I have a fair amount of time on and racing against Luder 33's and on Bristol 32's for that matter. While I like the Luders 33 better than the Bristol 32, neither are especially good boats for the Chesapeake (really poor light air ability and really poor behavior in a chop) especially as compared to the Bristol 34. I think that you would be disappointed in both the Luders 33 and Bristol 32 as compared to your Bristol 29. 

Respectfully,
Jeff


----------



## TSOJOURNER (Dec 16, 1999)

I have been looking at both the Bristol 32 and 34 recently. The problem with the 34 seems to be to find one old enough to fit my budget. While there are a number of the 32's in the early generation, I have seen no 34's. When were they built?


----------



## Jeff_H (Feb 26, 2000)

If I remember correctly the Bristol 33 and 34 (the 34 was an improved version of the 33) were built from 1970 through 1976


----------



## wumhenry (Mar 29, 2006)

Bardo said:


> I went on-board the Luders yesterday. Not a bad boat, but I agree with your cautions. For purity of line and sea-kindliness I don't know that I can much improve on my B29. How about the larger Bristols? Do they have the same strengths as the B29? I understand the difference between the first and second gen boats, and steer away from 29.9 and its fellows.

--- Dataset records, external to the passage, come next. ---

Issue #1797, opened 2026-04-21
fix(router): enforce clearance between traces and vias from different nets


rjwalters:
## Problem

After routing, some segments pass too close to vias from other nets. The grid-based router blocks cells for via clearance but the grid quantization (0.1mm resolution) can leave traces within the via clearance envelope.

Current violations on chorus-test:
- Segment-to-via clearance 0.101mm (need 0.102mm) at (154.76, 86.94) on F.Cu
- Segment-to-via clearance -0.059mm at (154.93, 88.14) on In2.Cu

## Root Cause

The via blocking in `grid.py:_mark_via()` may not block enough cells to account for the worst-case grid quantization. When a via center is near a grid cell boundary, the trace can end up closer than intended.

## Fix

1. In `grid.py:_mark_via()`, add an extra cell of clearance margin (similar to the +1 in `_mark_segment()` added for issue #1666)
2. In `drc_nudge.py:_try_nudge_seg_via()`, increase displacement budget or improve the nudge strategy to handle via clearance

## Acceptance Criteria

- [ ] No segment-to-via clearance violations after routing chorus-test
- [ ] Via clearance blocking accounts for grid quantization error
- [ ] Existing tests pass

PR #2472, opened 2026-05-03
fix(router): align C++ via blocking with validator geometric clearance (#2466)

rjwalters:
## Summary

- Fix C++ pathfinder via-vs-via clearance: the search now refuses any placement the post-route validator (`Grid3D::validate_route`) would later reject.
- `Pathfinder::is_via_blocked` performs a geometric pass against `stored_vias_` that mirrors the validator exactly, ignoring negotiated-mode shared-cell allowances (two vias cannot physically overlap regardless of routing mode).
- `Autorouter._mark_route_on_cpp_grid` now uses `math.ceil` (with a +1 safety margin matching `RoutingGrid._mark_via`) so grid quantisation never under-blocks the keepout zone.

## Root cause

The pre-existing search inspected a Chebyshev cube of grid cells around the candidate via center.  In negotiated mode, cells with `usage_count > 0` were passed through with a cost penalty, so the search would place a via on top of another net's via.  The validator then computed geometric clearance against `stored_vias_` and flagged the violation -- but by that point the route had already been produced.

The fix runs the validator's exact geometric check inside the search.

## Verification

Board 02 (charlieplex_3x3) re-routed with `--strategy negotiated --layers 4 --backend cpp --no-cache`:
- True via-vs-via clearance violations: 2 -> 0
- Nets routed: 5/8 -> 6/8
- Remaining `[via]` entries in the report are segment-to-via violations (have a layer set), not true via-to-via -- those are tracked separately.

## Test plan

- [x] New regression suite `tests/test_router_cpp_via_clearance.py` (5 tests, all passing) -- exercises:
  - Stored via blocks geometric overlap of candidate via center
  - Boundary distance (`via_diameter + via_clearance`) is NOT refused
  - Same-net stored via does not block (drill spacing is a separate rule)
  - Negotiated mode does not let vias overlap
  - End-to-end sweep across the keepout zone
- [x] Re-route board 02 -- 0 via-vs-via violations remain
- [x] Pre-existing test failures in `test_cpp_clearance_enforcement.py` and `test_router_cpp_backend.py` are unrelated to this change (verified by stashing changes and re-running on main).

## Coordination

Issue #2465 also touches C++ DRC code; coordinate at PR review time.

### DIFF
--- a/src/kicad_tools/router/core.py
+++ b/src/kicad_tools/router/core.py
@@ -624,10 +624,19 @@ class Autorouter:
         # Mark all vias on C++ grid
         for via in route.vias:
             gx, gy = self.grid.world_to_grid(via.x, via.y)
-            # Via radius includes via_clearance + trace half-width (same as Python)
-            radius_cells = int(
-                (via.diameter / 2 + self.rules.via_clearance + self.rules.trace_width / 2)
-                / self.grid.resolution
+            # Issue #2466: Use ``ceil`` (not ``int``) for the via blocking
+            # radius so that grid-cell blocking matches the validator's
+            # geometric ``via_diameter/2 + via_clearance`` keepout.  The
+            # previous ``int(...)`` truncation under-blocked by up to one
+            # grid cell, allowing the search to place a via that the post-
+            # route validator would later flag.  Mirrors the +1 safety
+            # margin in ``RoutingGrid._mark_via`` (Issue #1797).
+            radius_cells = (
+                math.ceil(
+                    (via.diameter / 2 + self.rules.via_clearance + self.rules.trace_width / 2)
+                    / self.grid.resolution
+                )
+                + 1
             )
             cpp_grid.mark_via(gx, gy, via.net, radius_cells)
 
--- a/src/kicad_tools/router/cpp/include/grid.hpp
+++ b/src/kicad_tools/router/cpp/include/grid.hpp
@@ -143,6 +143,12 @@ public:
     size_t stored_segment_count() const { return stored_segments_.size(); }
     size_t stored_via_count() const { return stored_vias_.size(); }
 
+    // Accessor for stored vias (Issue #2466).
+    // Used by Pathfinder::is_via_blocked to perform a geometric via-vs-via
+    // clearance check that mirrors validate_route() exactly, so the search
+    // refuses placements the post-route validator would later reject.
+    const std::vector<StoredVia>& stored_vias() const { return stored_vias_; }
+
 private:
     inline size_t index(int x, int y, int layer) const {
         return static_cast<size_t>(layer) * rows_ * cols_ +
--- a/src/kicad_tools/router/cpp/include/pathfinder.hpp
+++ b/src/kicad_tools/router/cpp/include/pathfinder.hpp
@@ -84,6 +84,16 @@ public:
     int get_iterations() const { return last_iterations_; }
     int get_nodes_explored() const { return last_nodes_explored_; }
 
+    // Check if via placement is blocked on all layers.
+    // radius_override: if > 0, use this instead of via_half_cells_.
+    //
+    // Public to allow direct exercise from regression tests.  See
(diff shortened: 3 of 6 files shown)


rjwalters:
## Judge Review: APPROVED

Thorough review of PR #2472 (Issue #2466). All criteria pass.

### Geometric formula symmetry — CONFIRMED

The new `is_via_blocked` geometric pass at `src/kicad_tools/router/cpp/src/pathfinder.cpp:170-178` is line-for-line identical to the post-route validator at `src/kicad_tools/router/cpp/src/grid.cpp:454-461`:

```cpp
// Validator (grid.cpp):
float clearance = distance - via_radius - existing_via_radius;
if (clearance < via_clearance) { /* fail */ }

// Pathfinder (pathfinder.cpp):
float clearance = distance - candidate_radius - sv.diameter / 2.0f;
if (clearance < clearance_required) { return true; }
```

Both use `via.diameter / 2.0f` for the candidate radius and `sv.diameter / 2.0f` for the stored radius. The search now refuses exactly the placements the validator would later reject.

### `stored_vias()` accessor — SAFE

Returns `const std::vector<StoredVia>&` (read-only). Mutation is restricted to `add_stored_via()` and `clear_stored_geometry()`. The GA path uses Python `multiprocessing` (separate processes — each worker has its own `Grid3D` copy), so cross-worker state is not shared. Within a single process, vias are added sequentially before search invokes `is_via_blocked`, so there is no concurrent reader/writer race. Safe.

### +1 safety margin — JUSTIFIED, with a minor caveat

The change in `_mark_route_on_cpp_grid` from `int(...)` to `math.ceil(...) + 1` mirrors `RoutingGrid._mark_via` (Issue #1797). One subtle observation: `_mark_via` uses `int(...) + 1` (truncate then +1), while the new code uses `ceil(...) + 1`. When `radius_world / resolution` is non-integer (the typical case), `ceil` blocks one cell MORE than `int`. This makes the C++ grid one cell MORE conservative than the Python ground truth.

This is bounded to a single grid cell (~0.1mm at typical resolution) and is acceptable because:
1. The geometric pass against `stored_vias_` is the actual via-vs-via correctness guarantee — it operates in world coordinates and is grid-resolution-independent.
2. The cell-level grid only handles trace/obstacle keepouts, where slight over-conservatism is safe.
3. The PR comment explicitly cites the rationale: previous `int(...)` truncation was under-blocking by up to one grid cell. Switching to `ceil` plus the +1 safety margin matches the validator's geometric envelope plus quantization safety.

### Test coverage — COMPREHENSIVE

`tests/test_router_cpp_via_clearance.py` covers all required cases:
- `test_stored_via_blocks_overlapping_candidate_geometric` — different-net, blocked (the core fix)
- `test_stored_via_does_not_block_candidate_at_safe_distance` — boundary case at `via_diameter + via_clearance` is NOT refused
- `test_same_net_stored_via_is_not_blocking` — same-net does NOT block (drill spacing is a separate rule)
- `test_negotiated_mode_does_not_let_via_overlap` — `allow_sharing=True` still refuses overlapping placements
- `test_two_nets_with_close_vias_get_separated` — end-to-end sweep across the keepout zone

All 5 pass locally on the worktree.

### CI status — GREEN

- Lint & Format: pass
- Test: pass
- Type Check: pass
- mergeStateStatus: CLEAN

### Pre-existing failures — VERIFIED UNRELATED

I stashed the PR changes and ran `tests/test_cpp_clearance_enforcement.py` and `tests/test_router_cpp_backend.py` against `main`: 6 failures reproduce exactly as the builder reported. These are not regressions from this PR.

### Follow-up tracked

The completion regression on board 02 (7/8 → 6/8) is correctly identified as a separate problem. The previous routes were unmanufacturable; tightening blocking surfaces the latent issue that the negotiated strategy doesn't retry with offset placements when refused. Tracked as #2476 — out of scope for this PR.

### Approval

The fix is correct, well-tested, and the geometric symmetry between search and validator is precisely what was needed to close #2466.

Approved.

Why steer away from a 29.9?  
I bought one last year, against Jeff H's advice. He was all thumbs-up on the Bristol 34 and thumbs-down on the 29.9, which I don't understand, because the lines are pretty similar.


----------



## seabreeze_97 (Apr 30, 2006)

TSteele65 said:


> Have you thought about a Bristol 32?


No real gain in interior volume here. Both the 29 and 29.9 have quarterberths, the 32 doesn't. While there's room for one if it had been laid out differently, it would still be smaller due to the narrow stern quarters of the 32. However, the 32 is very stoutly built and quite seaworthy.


----------



## TSteele65 (Oct 19, 2006)

I'm in LOVE:

YachtWorld.com Boats and Yachts for Sale


----------



## TAK (Jul 14, 2003)

TSteele65 said:


> I'm in LOVE:
> 
> YachtWorld.com Boats and Yachts for Sale


I agree nice lines and on the Cbay there are a couple w/ new engines for less than 20k.. and IMO nearly as pretty as the B40..

I dont get the Bristol 33 -34 - boxy looking - sorry - may be a better sailor but for tooling around on the bay I would think ithe Luders 33 would make a great boat and Investment. I would sink 30 -40k in a Luders 33 before I would a Bristol 33-34.


----------



## TSteele65 (Oct 19, 2006)

TSteele65 said:


> I'm in LOVE:
> 
> YachtWorld.com Boats and Yachts for Sale


called the broker about this one - it's in great shape, but it apparently has a couple of soft spots in he deck. Nothing major (according to the broker), but it will need attention soon.

Hmmm....it'd be a nice sail down the coast to bring her back to the Chesapeake...


----------



## sailingdog (Mar 19, 2006)

Get a survey... for the few spots the broker knows about, there are a dozen more hiding.


----------



## Alden68 (Mar 21, 2007)

Don't let soft spots scare you....you can get a lot of sailing in before various body parts start falling through the deck (trust me, I know). Then it is just a simple matter of removing the deck skin, replacing the core material and re-applying the skin and finishing off the non-skid. What the hell else are you going to do in off season?


----------



## TSOJOURNER (Dec 16, 1999)

There is a Bristol 34 for sale in Oriental, North Carolina at Triton Yachts. Look it up on Yachtworld. Price is a bit high, but they're like that in Oriental. I bet she will go for quite a bit less.


----------